Khalifa bin Zayed Al Nahyan menjabat sebagai Presiden UEA dan Penguasa Abu Dhabi sejak 3 November 2004. Dia terpilih menggantikan ayahnya, Sheikh Zayed bin Sultan Al Nahyan, yang menjabat sebagai presiden pertama UEA sejak persatuan pada tahun 1971 hingga meninggal pada 2 November 2004.
Khalifa bin Zayed wafat diusia 73 tahun. Ia berperan dalam mengeluarkan Abu Dabi dari krisis ekonomi. Atas kiprahnya ini, namanya diabadikan pada gedung tertinggi dunia yakni Khalifa Burj.

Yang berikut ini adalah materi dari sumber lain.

PR #11414, opened 2021-12-21
fix(subscriptions): use ip only customs check on invoicePreview

chenba:
Because:
 - there's no email in the request

This commit:
 - switch to use ip only check with customs

### DIFF
--- a/packages/fxa-auth-server/lib/routes/subscriptions/stripe.ts
+++ b/packages/fxa-auth-server/lib/routes/subscriptions/stripe.ts
@@ -397,7 +397,7 @@ export class StripeHandler {
     request: AuthRequest
   ): Promise<invoiceDTO.invoicePreviewSchema> {
     this.log.begin('subscriptions.previewInvoice', request);
-    await this.customs.check(request, 'previewInvoice');
+    await this.customs.checkIpOnly(request, 'previewInvoice');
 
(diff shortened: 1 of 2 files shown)


dannycoates (approved):

packages/fxa-auth-server/lib/routes/subscriptions/stripe.ts
```diff
@@ -397,7 +397,7 @@ export class StripeHandler {
     request: AuthRequest
   ): Promise<invoiceDTO.invoicePreviewSchema> {
     this.log.begin('subscriptions.previewInvoice', request);
-    await this.customs.check(request, 'previewInvoice');
+    await this.customs.checkIpOnly(request, 'previewInvoice');
```
biancadanforth, line 400: Maybe add a test to assert this `checkIpOnly` is called in this handler?

chenba: > Maybe add a test to assert this `checkIpOnly` is called in this handler? (Since it does make a difference regarding whether the handler works or not)

https://github.com/mozilla/fxa/pull/11414/files#diff-b4fdef13ad1896c20f283ef9e7a78d4b6ca576474c06cdbc2afb090136a28deeR573-R577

Dikutip dari Wikipedia Uni Emirat Arab adalah sebuah Monarki terpilih yang terbentuk atas federasi dari tujuh emirat, yaitu Abu Dhabi, Ajman, Dubai, Fujairah, Ras al-Khaimah, Sharjah dan Umm al-Qaiwain.
Setiap keamiran diperintah oleh seorang Syekh dan bersama-sama, membentuk Dewan Federal Tertinggi. Salah satu dari syekh tersebut bertugas sebagai Presiden Uni Arab Emirat.
Pada 2013, negara ini memiliki populasi 9.2 juta,1.4 juta dari antaranya adalah penduduk asli dan 7.8 juta adalah ekspatriat. Sampai 2020, Uni Arab Emirat diperkirakan memiliki penduduk sebesar 9.9 juta.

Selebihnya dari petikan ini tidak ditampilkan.